__Work task__. Make an exact copy of the entries that come next.

+ + +

PR #1454, opened 2026-09-11
fix: WaitInferenceService method should only be called if a component is deploying isvc resource

mayuka-c:
- Currently if a component doesnt deploy isvc it simply checks and fails if overall application deployment doesnt depend on isvc.

### DIFF
--- a/ai-services/internal/pkg/catalog/utils/deployment_utils.go
+++ b/ai-services/internal/pkg/catalog/utils/deployment_utils.go
@@ -1,8 +1,10 @@
 package utils
 
 import (
+	"bytes"
 	"context"
 	"fmt"
+	"io/fs"
 	"sync"
 
 	"github.com/google/uuid"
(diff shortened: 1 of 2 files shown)


Shubhamag12 (approved):
lgtm

ai-services/internal/pkg/catalog/utils/deployment_utils.go
```diff
@@ -77,3 +79,31 @@ func RunConcurrently(
...
+
+// ChartHasInferenceService reports whether any template file under catalogPath
+// in fsys declares a KServe InferenceService (i.e. contains "kind: InferenceService").
+// It is used to decide whether WaitForInferenceServiceReady must be called after
+// a Helm install — Helm marks an InferenceService "Current" as soon as the CRD is
+// accepted, but KServe only sets Ready=True once the predictor pod is fully up.
+func ChartHasInferenceService(fsys fs.FS, catalogPath string) bool {
+	found := false
+
+	_ = fs.WalkDir(fsys, catalogPath, func(p string, d fs.DirEntry, err error) error {
```
yussufsh, line 91: What about BYOS here?

PR #1459, opened 2026-09-11
AIS-1808 - fix local worker join with skip-cleanup

prachikurade1:
Issue1: Worker rejoin after catalog uninstall with skip-cleanup
If user runs catalog uninstall with skip-cleanup and there is a local worker running, then subsequent runs of catalog configure, the local worker registration should be skipped (since it already exists in the db). 

Issue2: Worker configure re-run with mismatched skip-local flag
This is to ensure that the user does not attempt to change the skip-local-worker flag during re-runs of catalog configure

### DIFF
--- a/ai-services/internal/pkg/catalog/cli/configure/worker.go
+++ b/ai-services/internal/pkg/catalog/cli/configure/worker.go
@@ -3,6 +3,7 @@ package configure
 import (
 	"context"
 	"fmt"
+	"strings"
 
 	catalogclient "github.com/project-ai-services/ai-services/internal/pkg/catalog/client"
 	catalogconstants "github.com/project-ai-services/ai-services/internal/pkg/catalog/constants"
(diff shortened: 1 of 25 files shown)


ai-services/internal/pkg/catalog/cli/configure/worker.go
```diff
@@ -39,4 +40,91 @@ func RegisterLocalWorker(ctx context.Context, c *catalogclient.Client) (string,
 	return resp.Token, nil
 }
 
+// CheckLocalWorkerSkip determines whether local-worker registration can be
+// skipped because valid on-disk TLS credentials already exist.
+//
+// It returns skip=true when BOTH conditions hold:
+//  1. The worker-mtls-encryption-secret is present — the TLS encryption key is
+//     on disk, so hasValidTLSCredentials will succeed inside the worker container.
```
mayuka-c, line 48: Didnt quite understand, if the encryption secret is present, how do we know the certs are present on volume?

mayuka-c: Both are completely diff, you could have secret present but certs might not be even present inside volume

ai-services/internal/pkg/catalog/cli/configure/worker.go
```diff
@@ -39,4 +40,91 @@ func RegisterLocalWorker(ctx context.Context, c *catalogclient.Client) (string,
...
+
+	return false, nil
+}
+
+// ResolveLocalWorkerToken decides whether to issue a new bootstrap token or
+// reuse existing credentials. It returns an empty token when skip conditions
+// are met (valid on-disk credentials + a completed catalog registration),
+// signalling to the caller that the worker will reconnect without re-registering.
+//
+// secretExists is rt.SecretExists from either PodmanClient or OpenshiftClient;
```
mayuka-c: WHat is rt.SecretExists?. Which secret is being tested whether it exists?

prachikurade1: rt.SecretExists is the runtime specific secret checking function. For this scenario, it is checking if the worker mtls secret exists or not.

ai-services/internal/pkg/catalog/cli/configure/worker.go
prachikurade1: This is just the worker-mtls-encryption secret. Do you want to add a check for worker-tls volume as well ?

ai-services/internal/pkg/catalog/cli/configure/worker.go
mayuka-c: Can we pls update the comments instead of it again mentioning rt.SecretExists?

prachikurade1: done

ai-services/internal/pkg/catalog/cli/configure/worker.go
mayuka-c: Yeah but lets say if volume is present but certs are not there, will it again recreate certs?
If not, then it will keep failing right?

prachikurade1: yes, both need to be present.

mayuka-c: I feel we might need to revisit later, I feel there is a gap if above occurs, then we need to ask user to uninstall completely and reinstall back for now I believe

mayuka-c (approved):
LGTM,

I hope you have validated all corner cases

Pls get approval from @yussufsh before merging

ai-services/internal/pkg/catalog/cli/configure/worker.go
```diff
@@ -39,4 +40,89 @@ func RegisterLocalWorker(ctx context.Context, c *catalogclient.Client) (string,
...
+	if !isReinstall {
+		return nil
+	}
+
+	workers, err := catalogclient.NewWorkerClientFromClient(c).ListWorkers(ctx)
+	if err != nil {
+		return fmt.Errorf("skip-local-worker validation: list workers: %w", err)
+	}
+
+	workersExist := len(workers) > 0
```
yussufsh: There may be more than 0 workers in the db which were previously connected.

ai-services/internal/pkg/catalog/cli/configure/worker.go
```diff
@@ -39,4 +40,89 @@ func RegisterLocalWorker(ctx context.Context, c *catalogclient.Client) (string,
...
+
+	// workersExist == true  → original flag was false (local worker was joined)
+	// workersExist == false → original flag was true  (local worker was skipped)
+	if skipLocalWorker == workersExist {
```
yussufsh: We might also need to check if first time skip was given and second time it was not passed (no local entry in the db).

prachikurade1: Image

ai-services/internal/pkg/catalog/cli/configure/worker.go
prachikurade1: done

yussufsh (approved):
lgtm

+ + +

__Response for this exercise__.
PR #1454, opened 2026-09-11
fix: WaitInferenceService method should only be called if a component is deploying isvc resource

mayuka-c:
- Currently if a component doesnt deploy isvc it simply checks and fails if overall application deployment doesnt depend on isvc.

### DIFF
--- a/ai-services/internal/pkg/catalog/utils/deployment_utils.go
+++ b/ai-services/internal/pkg/catalog/utils/deployment_utils.go
@@ -1,8 +1,10 @@
 package utils
 
 import (
+	"bytes"
 	"context"
 	"fmt"
+	"io/fs"
 	"sync"
 
 	"github.com/google/uuid"
(diff shortened: 1 of 2 files shown)


Shubhamag12 (approved):
lgtm

ai-services/internal/pkg/catalog/utils/deployment_utils.go
```diff
@@ -77,3 +79,31 @@ func RunConcurrently(
...
+
+// ChartHasInferenceService reports whether any template file under catalogPath
+// in fsys declares a KServe InferenceService (i.e. contains "kind: InferenceService").
+// It is used to decide whether WaitForInferenceServiceReady must be called after
+// a Helm install — Helm marks an InferenceService "Current" as soon as the CRD is
+// accepted, but KServe only sets Ready=True once the predictor pod is fully up.
+func ChartHasInferenceService(fsys fs.FS, catalogPath string) bool {
+	found := false
+
+	_ = fs.WalkDir(fsys, catalogPath, func(p string, d fs.DirEntry, err error) error {
```
yussufsh, line 91: What about BYOS here?

PR #1459, opened 2026-09-11
AIS-1808 - fix local worker join with skip-cleanup

prachikurade1:
Issue1: Worker rejoin after catalog uninstall with skip-cleanup
If user runs catalog uninstall with skip-cleanup and there is a local worker running, then subsequent runs of catalog configure, the local worker registration should be skipped (since it already exists in the db). 

Issue2: Worker configure re-run with mismatched skip-local flag
This is to ensure that the user does not attempt to change the skip-local-worker flag during re-runs of catalog configure

### DIFF
--- a/ai-services/internal/pkg/catalog/cli/configure/worker.go
+++ b/ai-services/internal/pkg/catalog/cli/configure/worker.go
@@ -3,6 +3,7 @@ package configure
 import (
 	"context"
 	"fmt"
+	"strings"
 
 	catalogclient "github.com/project-ai-services/ai-services/internal/pkg/catalog/client"
 	catalogconstants "github.com/project-ai-services/ai-services/internal/pkg/catalog/constants"
(diff shortened: 1 of 25 files shown)


ai-services/internal/pkg/catalog/cli/configure/worker.go
```diff
@@ -39,4 +40,91 @@ func RegisterLocalWorker(ctx context.Context, c *catalogclient.Client) (string,
 	return resp.Token, nil
 }
 
+// CheckLocalWorkerSkip determines whether local-worker registration can be
+// skipped because valid on-disk TLS credentials already exist.
+//
+// It returns skip=true when BOTH conditions hold:
+//  1. The worker-mtls-encryption-secret is present — the TLS encryption key is
+//     on disk, so hasValidTLSCredentials will succeed inside the worker container.
```
mayuka-c, line 48: Didnt quite understand, if the encryption secret is present, how do we know the certs are present on volume?

mayuka-c: Both are completely diff, you could have secret present but certs might not be even present inside volume

ai-services/internal/pkg/catalog/cli/configure/worker.go
```diff
@@ -39,4 +40,91 @@ func RegisterLocalWorker(ctx context.Context, c *catalogclient.Client) (string,
...
+
+	return false, nil
+}
+
+// ResolveLocalWorkerToken decides whether to issue a new bootstrap token or
+// reuse existing credentials. It returns an empty token when skip conditions
+// are met (valid on-disk credentials + a completed catalog registration),
+// signalling to the caller that the worker will reconnect without re-registering.
+//
+// secretExists is rt.SecretExists from either PodmanClient or OpenshiftClient;
```
mayuka-c: WHat is rt.SecretExists?. Which secret is being tested whether it exists?

prachikurade1: rt.SecretExists is the runtime specific secret checking function. For this scenario, it is checking if the worker mtls secret exists or not.

ai-services/internal/pkg/catalog/cli/configure/worker.go
prachikurade1: This is just the worker-mtls-encryption secret. Do you want to add a check for worker-tls volume as well ?

ai-services/internal/pkg/catalog/cli/configure/worker.go
mayuka-c: Can we pls update the comments instead of it again mentioning rt.SecretExists?

prachikurade1: done

ai-services/internal/pkg/catalog/cli/configure/worker.go
mayuka-c: Yeah but lets say if volume is present but certs are not there, will it again recreate certs?
If not, then it will keep failing right?

prachikurade1: yes, both need to be present.

mayuka-c: I feel we might need to revisit later, I feel there is a gap if above occurs, then we need to ask user to uninstall completely and reinstall back for now I believe

mayuka-c (approved):
LGTM,

I hope you have validated all corner cases

Pls get approval from @yussufsh before merging

ai-services/internal/pkg/catalog/cli/configure/worker.go
```diff
@@ -39,4 +40,89 @@ func RegisterLocalWorker(ctx context.Context, c *catalogclient.Client) (string,
...
+	if !isReinstall {
+		return nil
+	}
+
+	workers, err := catalogclient.NewWorkerClientFromClient(c).ListWorkers(ctx)
+	if err != nil {
+		return fmt.Errorf("skip-local-worker validation: list workers: %w", err)
+	}
+
+	workersExist := len(workers) > 0
```
yussufsh: There may be more than 0 workers in the db which were previously connected.

ai-services/internal/pkg/catalog/cli/configure/worker.go
```diff
@@ -39,4 +40,89 @@ func RegisterLocalWorker(ctx context.Context, c *catalogclient.Client) (string,
...
+
+	// workersExist == true  → original flag was false (local worker was joined)
+	// workersExist == false → original flag was true  (local worker was skipped)
+	if skipLocalWorker == workersExist {
```
yussufsh: We might also need to check if first time skip was given and second time it was not passed (no local entry in the db).

prachikurade1: Image

ai-services/internal/pkg/catalog/cli/configure/worker.go
prachikurade1: done

yussufsh (approved):
lgtm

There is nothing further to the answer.